# trigger pull



## bigelow (Oct 25, 2011)

i have a s&w smithandwesson 40 cal. sigma series  ...is there any way to lighten the trigger pull?


----------



## wareagle700 (Oct 25, 2011)

You could replace the striker spring with a reduced power one. Wolff makes them.


----------



## bigelow (Nov 3, 2011)

wareagle700 said:


> You could replace the striker spring with a reduced power one. Wolff makes them.



thanks anyone else?


----------



## gunhand1911 (Nov 8, 2011)

Call David at Adventure outdoors he made a huge improvement on mine .


----------



## tv_racin_fan (Nov 9, 2011)

Try contacting the warranty service gunsmith, at one time he was doing free trigger jobs.


----------



## SkyyDragon355 (Jan 11, 2012)

I have the 9mm version on this handgun. There is another thread on the forum that has a step by step process on how to fix the trigger pull. I've done the modification myself and I haven't had any problems.
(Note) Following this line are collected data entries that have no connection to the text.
PR #189, opened 2019-10-26
Prove false

ice1000:
Prove false.

### DIFF
--- a/Cubical/Data/Equality.agda
+++ b/Cubical/Data/Equality.agda
@@ -15,7 +15,7 @@ These definitions and lemmas are proved without Axiom K.
 
 {-# OPTIONS --cubical --safe #-}
 
-module Cubical.WithK.WithoutK where
+module Cubical.Data.Equality where
 
 open import Cubical.Foundations.Prelude
   renaming ( _≡_ to _≡c_ ; refl to reflc )
@@ -24,7 +24,8 @@ open import Agda.Builtin.Equality
   renaming ( _≡_ to _≡p_ ; refl to reflp )
   public
 
-variable
+private
+ variable
   ℓ : Level
   A : Set ℓ
   x y z : A
--- a/Cubical/Data/Everything.agda
+++ b/Cubical/Data/Everything.agda
@@ -4,6 +4,7 @@ module Cubical.Data.Everything where
 open import Cubical.Data.BinNat public
 open import Cubical.Data.Bool public
 open import Cubical.Data.Empty public
+open import Cubical.Data.Equality public
 open import Cubical.Data.Fin public
 open import Cubical.Data.Nat public
 open import Cubical.Data.Int public renaming (_+_ to _+Int_ ; +-assoc to +Int-assoc; +-comm to +Int-comm)
--- a/Cubical/WithK/Base.agda
+++ b/Cubical/WithK/Base.agda
@@ -1,0 +1,62 @@
+{- Cubical Agda with K
+
+This file defines:
+
+ptoc : x ≡p y → x ≡c y
+ctop : x ≡c y → x ≡p y
+
+and proves:
+
+p-c : (x ≡c y) ≡c (x ≡p y)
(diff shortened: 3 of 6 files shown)


ice1000:
Note: some of the codes here do not belong to me. They come from dram, where dram was inspired by someone in the IRC.

dramforever:
The proof that `--with-K` and `--cubical` leads to inconsistency came from `tomjack` on IRC: https://www.irccloud.com/pastebin/NFolVTgR/

mortberg:
I'm not sure if we should merge this... Maybe it is interesting to newcomers? But the fact that UIP/K is incompatible with univalence is very well-known

Alizter:
If it is going to be useful for newcomers, then perhaps it will be more useful if we add some more comments talking about axiom K, what that means and how the proof works. I don't see any reason not to merge this.

mortberg:
The reason not to merge it is that it is not very useful to have a proof of false from two principles that are well known to be contradictory. But I do agree that if it is properly documented then it might be instructive for beginners.

Alizter:
Perhaps add a README to WithK in order to emphasize that importing any of these files is very contradictory.

@mortberg I would agree that for people interested in HoTT, univalence and K being incompatible is well known, however if I understand correctly, the point of cubical agda is not just to be another model of HoTT but rather as a programming languages with HITs. There are many people interested in programming languages who might not really care about univalence (yet).

Say for example somebody unknowingly used K everywhere in their agda code and were interested in porting it to cubical agda for whatever reason. I think this file can be your canonical example of what goes wrong.

Just some ideas.

ice1000:
> Perhaps add a README to WithK in order to emphasize that importing any of these files is very contradictory.

I got banner comments for this fact. Is a README really needed? I'm not sure what should I put into the README though.

Alizter:
@ice1000 I would just put a warning about importing these files. The readme would be seen when browsing on github at least.

As I understand @mortberg thinks this is not really useful since it is so well known.

I am trying to say that it would be instructional, especially for people unfamiliar with univalence. The other issue is if I was new to cubical agda, withK isn't really a folder that grabs my attention.

So perhaps this should be part of an intro or a course on cubical agda rather than part of the main library?

ice1000:
> I'm not sure if we should merge this... Maybe it is interesting to newcomers? But the fact that UIP/K is incompatible with univalence is very well known

Yes, it is interesting to newcomers! At least it takes you some time to come up with the proof of `ptoc-ctop`.

ice1000:
> @ice1000 I would just put a warning about importing these files. The readme would be seen when browsing on github at least.

These files cannot be imported with the `--safe` flag, while other files (with a `--safe` flag) can.

ice1000:
I have split the without-K definitions used in `WithK` into a separate safe module.

ice1000:
Travis fails with:

```
[336 of 373] Compiling Agda.TypeChecking.Coverage ( src/full/Agda/TypeChecking/Coverage.hs, dist/build/Agda/TypeChecking/Coverage.o )
cabal: Leaving directory '.'
Failed to install Agda-2.6.1
cabal: Error: some packages failed to install:
Agda-2.6.1 failed during the building phase. The exception was:
ExitFailure (-9)
This may be due to an out-of-memory condition.
The command "cabal install" failed and exited with 1 during .
```

Saizan:
I think the content of `Cubical.WithK.WithoutK` should actually be moved to `Cubical.Data.Equality`, as it is useful to have the equivalence between paths and inductive equality.

The other modules can also provide more context in their comments, like probably citing the HoTT book, and how `--safe` prevents mixing the two flags this way.

ice1000:
> I think the content of `Cubical.WithK.WithoutK` should actually be moved to `Cubical.Data.Equality`, as it is useful to have the equivalence between paths and inductive equality.
> 
> The other modules can also provide more context in their comments, like probably citing the HoTT book, and how `--safe` prevents mixing the two flags this way.

Done

PR #191, opened 2019-11-02
Added inf-nat type

oisdk:
Added inf-nat: a type for nat+infinity that keeps decidable equality. (from [here](https://gist.github.com/ice1000/d0a1aa5a17bfb3d66bfeec3045d11b60))


ice1000:
Question: can we prove that `inf-nat = Conat`?

potato4444:
@ice1000 No, I believe that is equivalent to WLPO (Weak Limited Princple of Omniscience). Here is Martin Escardo showing WLPO is equivalent to decreasing binary sequences (which are isomorphic to `Conat`) having decidable equality: https://www.cs.bham.ac.uk/~mhe/agda-new/WLPO.html

I believe that decidable equality for `Conat` is enough to show it isomorphic to the natural numbers and hence `inf-nat`.

PR #192, opened 2019-11-05
simplify ΩTorus≡Int×Int

Rotsor:
Signed-off-by: Arseniy Alekseyev <rotsor@gmail.com>


mortberg:
Wow, I wonder what I was thinking when I did that proof... At least I realized that it could probably be simplified :-)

http://forum.gon.com/showthread.php?t=264410

If you have any question PM me.


----------



## WGSNewnan (Jan 11, 2012)

polish the sear and sear block, replace striker spring with new wolf or glock 22 spring, swap trigger return spring with apex spring. you can get it down to a smooth 5.5-7 lbs but anything less can and will make it unreliable.


----------



## bigelow (Nov 2, 2012)

i got a trigger job done recently at adventure out doors got apull lightened and creep was shortened...put about 60 rnds through and feel great...

now does this effect the value + or -


----------



## HOBO (Nov 2, 2012)

....  I don't know about you but I would certainly pay more for a rifle with a good trigger...

----------<" ){{{{{><


----------